Terutama di titik-titik rawan pelanggaran dan jalur utama yang kerap dilintasi kendaraan berat.
Edukasi ini tidak hanya menyampaikan informasi teknis seputar dimensi dan kapasitas maksimal angkutan, tetapi juga menjelaskan risiko fatal yang bisa terjadi akibat pelanggaran ODOL.
“Kami ingin mereka tahu, ODOL bukan sekadar pelanggaran administratif. Ini soal keselamatan. Truk yang melebihi muatan bisa terguling, rem bisa gagal fungsi, dan jalur sempit jadi makin berbahaya,” tegas Wulyadi.
Sosialisasi dilakukan melalui berbagai metode, mulai dari penyuluhan langsung dari pos pengawasan, pemasangan spanduk dan baliho, hingga kampanye melalui media sosial dan kerja sama media lokal.
Dalam upaya yang lebih komprehensif, Satlantas juga menggandeng Dinas Perhubungan (Dishub) Berau serta sejumlah stakeholder lainnya, termasuk asosiasi angkutan dan perusahaan jasa logistik, untuk membentuk kesadaran kolektif.
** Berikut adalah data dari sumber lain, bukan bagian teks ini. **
PR #1732, opened 2022-05-18
Autopilot integration. pkg, internal and inttest packages

makhov:

## Description

pkg, internal and inttest packages moved to the k0s repo. Nothing more is done here.

## Type of change

- [ ] Documentation update

## How Has This Been Tested?

- [ ] Manual test
- [ ] Auto test added

## Checklist:


go.mod
```diff
@@ -68,6 +68,17 @@ require (
...
 
+require (
+	github.com/Masterminds/semver/v3 v3.1.1
+	github.com/cavaliergopher/grab/v3 v3.0.1
+	github.com/go-playground/validator/v10 v10.9.0
+	github.com/google/go-cmp v0.5.7
+	github.com/robfig/cron v1.2.0
+	gopkg.in/yaml.v2 v2.4.0
+	k8s.io/apiextensions-apiserver v0.24.0
+	k8s.io/kubernetes v1.13.0
```
s0j, line 79: This doesn't look right (`go mod tidy` is trying to trick you)

I'd expect this to be `v1.24.0`, and doing that there should be a number of `replace` entries for each of the submodules pinning them to `v1.24.0`. This was all needed just to use the k8s ready-probing code.

From past experiences with this, I expect it to be tricky.

s0j (changes requested):

.gitignore
```diff
@@ -1,6 +1,6 @@
 /build/cache/*
 pkg/assets/zz_generated_offsets*.go
-k0s
+./k0s
```
twz123, line 3: Sure this doesn't inflict any harm on the docs build? IIRC It's downloading the k0s binary into the docs folder.

go.mod
```diff
@@ -68,6 +68,17 @@ require (
 	k8s.io/utils v0.0.0-20220210201930-3a6ce19ff2f9
 )
 
+require (
```
twz123, line 71: Can you merge this block into the k0s block in the beginning?

twz123 (changes requested):

.gitignore
s0j: This should be `/k0s` to exclude the built `k0s` binary. There are others that can be scoped to the root of the project, but this one alone is easily the most needed change.

I just hit this problem again as autopilot has paths with `/k0s/` in them, resulting in them being incorrectly ignored.

static/autopilot.go
```diff
@@ -0,0 +1,68 @@
...
+)
+
+var (
+	//go:embed manifests/autopilot.k0sproject.io/v1beta2/*.yaml
+	crds embed.FS
+)
+
+// LoadCustomResourceDefinitions extracts all of the embedded CRDs into a map, keyed
+// by the real CRD name. Failing to load or parse a CRD will result in an error.
+func LoadCustomResourceDefinitions() (map[string]string, error) {
```
s0j, line 38: This code made sense with autopilot running standalone -- the CRD was embedded in the binary and applied on startup. Embedding this into `k0s` now, this should probably be done at `pkg/component/controller/crd.go`, or maybe even better in the new component that we add for autopilot-controllers (a different PR).

Either way, you can easily ignore this + manifests from this change, and remove the `LoadCustomResourceDefinitions()` usage.

go.mod
makhov: Done

.gitignore
twz123: Okay, I suggest to change this as follows, then:

```diff
diff --git a/.gitignore b/.gitignore
index c54ccd97a..a9fd75e57 100644
--- a/.gitignore
+++ b/.gitignore
@@ -1,9 +1,9 @@
 /build/cache/*
-pkg/assets/zz_generated_offsets*.go
-./k0s
-k0s.code
-k0s.exe
-k0s.exe.code
+/k0s
+/k0s.code
+/k0s.exe
+/k0s.exe.code
+/pkg/assets/zz_generated_offsets*.go
 bindata*
 .*.stamp
 .tmp
diff --git a/docs/.gitignore b/docs/.gitignore
index e71dd39e6..4f2b5aedd 100644
--- a/docs/.gitignore
+++ b/docs/.gitignore
@@ -1,2 +1,4 @@
 /*.etag
 /.docker-image.*
+/k0s
+/k0s.exe
```

go.mod
twz123: > It's the version we use in the k0s currently.

You mean in autopilot, not in k0s? In k0s, we definitely use 1.24.0.

Since the code is currently not yet active and k8s.io/kubernetes is just used in a single file for a HTTP probe, what about commenting that piece of code out and remove the dependency, until we can re-add it properly?

s0j: Life will be much easier if you reference the `require` + `replace` directives in autopilot as this work has already been done.

Autopilot uses `k8s.io/kubernetes v1.24.0` -- `go mod tidy` is picking up the wrong version dependency because of the lack of replacement entries.

makhov: @twz123 no, we don't: https://github.com/k0sproject/k0s/blob/main/go.sum#L2291

I'm a bit losing the point of having a separate branch and keeping PRs small if we start making random improvements. In this PR I've put the code of autopilot packages, it doesn't pass our checks and doesn't work, so I'd suggest doing all the improvements in the separate small PRs. Otherwise, it will impossible to track the changes.

.gitignore
makhov: Done

static/autopilot.go
makhov: Removed

go.mod
s0j: This still needs to be `k8s.io/kubernetes v1.24.0` in `go.mod`.

The failing unit tests are the reason why
https://github.com/k0sproject/k0s/runs/6569146415?check_suite_focus=true#step:5:127

static/autopilot.go
s0j: The autopilot manifests are still in this diff, they can be removed.

makhov: They are needed exactly for `pkg/component/controller/crd.go` and are used in https://github.com/k0sproject/k0s/pull/1739

go.mod
s0j: So there are 4 PRs in motion (#1732, #1733, #1737, and #1739) with ~150 changed files that are nearly identical with each other, where three PRs are used to fix shortcomings with the first uncommitted PR? I don't understand this approach, or even how others can work with it.

I can't do anything until this stack of PRs is unwound.

s0j (approved):
Rubber-stamping this to unblock it.

PR #1742, opened 2022-05-19
Fix default build target (`build` vs. `all`)

s0j:
## Description

The previous change moved the 'all' target to be the first target, resulting
in `k0s.exe` being built unnecessarily on linux.

This change moves the `build` target to be first as it was originally.

## Type of change

- [ ] Documentation update

## How Has This Been Tested?

- [x] Manual test
- [ ] Auto test added

## Checklist:

### DIFF
--- a/Makefile
+++ b/Makefile
@@ -65,15 +65,15 @@ GO_ENV ?= docker run --rm \
 	k0sbuild.docker-image.k0s
 GO ?= $(GO_ENV) go
 
-.PHONY: all
-all: k0s k0s.exe
-
 .PHONY: build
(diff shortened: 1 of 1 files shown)


twz123 (approved):
Oops. I didn't think about the first goal being the default goal. Question is whether there is much value in having the all goal in the first place.

s0j:
> Oops. I didn't think about the first goal being the default goal. Question is whether there is much value in having the all goal in the first place.

Yeah, its subtle. I think there still is value for an `all` for those times you really _do_ want to build everything. I've used it on occasion, but mainly its just been `make` without targets.

PR #1791, opened 2022-06-02
Refactor Debouncer

twz123:
## Description

* Make Debouncer a generic struct over its channel items.
* Add a filter function, so that uninteresting items can be suppressed before resetting the debouncing timer.
* Combine the Start/Stop methods into a single Run method that exits when the given context is done. The Start method was blocking anyways, exiting when the Stop method was called. This way, it's also no longer required to have a factory method for Debouncer and it can be created directly as a struct literal.
* Clear potentially pending timer ticks when resetting it.
* Use the new Debouncer in StackApplier. Use a context instad of a "done" channel, so that it's compatible to the new Debouncer API.
* Update to the latest fsnotify library.

## Type of change

- [ ] Documentation update

## How Has This Been Tested?

- [ ] Manual test
- [x] Auto test added

## Checklist:

### DIFF
--- a/pkg/applier/stackapplier.go
+++ b/pkg/applier/stackapplier.go
@@ -23,8 +23,9 @@ import (
 
 	"github.com/k0sproject/k0s/pkg/debounce"
 	"github.com/k0sproject/k0s/pkg/kubernetes"
+
+	"github.com/fsnotify/fsnotify"
 	"github.com/sirupsen/logrus"
-	"gopkg.in/fsnotify.v1"
 )
 
 // StackApplier handles each directory as a Stack and watches for changes
@@ -34,11 +35,13 @@ type StackApplier struct {
 	fsWatcher *fsnotify.Watcher
 	applier   Applier
 	log       *logrus.Entry
-	done      chan bool
+
+	ctx    context.Context
+	cancel context.CancelFunc
 }
 
 // NewStackApplier crates new stack applier to manage a stack
-func NewStackApplier(path string, kubeClientFactory kubernetes.ClientFactoryInterface) (*StackApplier, error) {
+func NewStackApplier(ctx context.Context, path string, kubeClientFactory kubernetes.ClientFactoryInterface) (*StackApplier, error) {
 	watcher, err := fsnotify.NewWatcher()
 	if err != nil {
 		return nil, err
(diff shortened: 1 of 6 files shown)


pkg/applier/stackapplier.go
```diff
@@ -100,3 +105,17 @@ func (s *StackApplier) DeleteStack(ctx context.Context) error {
...
 // Health-check interface
 func (s *StackApplier) Healthy() error { return nil }
+
+func (*StackApplier) triggersApply(event fsnotify.Event) bool {
+	// always let the initial apply happen
+	if event == (fsnotify.Event{}) {
+		return true
+	}
+
+	// ignore chmods (3845479a0)
```
s0j, line 115: Is `3845479a0` a commit of interest?

pkg/debounce/debounce.go
```diff
@@ -13,75 +13,90 @@ WITHOUT WARRANTIES OR CONDITIONS OF ANY KIND, either express or implied.
...
+			timer.Reset(d.Timeout)
+
+			// Save the current item to be sent after the timeout.
+			pendingItem = &item
+
+			// Now it is safe to restart the timer.
+			timer.Reset(d.Timeout)
+
+		case <-timer.C:
+			d.Callback(*pendingItem)
```
s0j, line 96: Is it possible to get the timer before the input? I'm looking at the dereferencing of `pendingItem` here.

pkg/applier/stackapplier.go
twz123: That was the commit that initially introduced the filtering for chmods.

pkg/debounce/debounce.go
twz123: It shouldn't be possible; I consider reaching this code here when `pendingItem` is `nil` a logic error.

When the select loop enters, it will enter with `pendingItem == nil` and an expired timer and this branch won't be reached. When there's a new item stored into `pendingItem`, the previous branch ensures that this branch will fire exactly 0 or 1 times, depending on the time between the incoming items. The previous branch stores the current item into `pendingItem` after it resets the timer, but since the timer channel is only polled in the exact same loop, its tick is guaranteed to be consumed after `pendingItem` has been updated.

s0j (approved):
LGTM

“Jadi ini adalah salah satu langkah agar semua bisa memahami akan bahanya kendaraan yang melebih kapasitas,” tutupnya.
Di lokasi yang sama, Kepala Dishub Berau, Andi Marewangeng, menegaskan bahwa penanganan kendaraan ODOL bukan semata soal penertiban aturan, melainkan bagian dari upaya menyelamatkan infrastruktur dan melindungi nyawa pengguna jalan.
“ODOL ini bukan cuma soal pelanggaran teknis, tetapi juga menyangkut nyawa. Jalan kita bukan dirancang untuk menahan beban berlebih secara terus-menerus. Kalau dibiarkan, kita bukan hanya bicara soal jalan rusak, tapi juga potensi tragedi,” ujarnya.
Menurutnya, kendaraan yang melebihi batas aman cenderung sulit dikendalikan, apalagi saat harus bermanuver cepat di kondisi lalu lintas padat atau saat cuaca tidak mendukung.
Risiko rem blong, ban pecah, hingga truk terguling menjadi sangat tinggi.
Sosialisasi yang digelar tersebut sejalan dengan program nasional Zero ODOL (tanpa kendaraan Over Dimensi dan Over Load) yang ditargetkan tercapai secara menyeluruh pada 2025 ini.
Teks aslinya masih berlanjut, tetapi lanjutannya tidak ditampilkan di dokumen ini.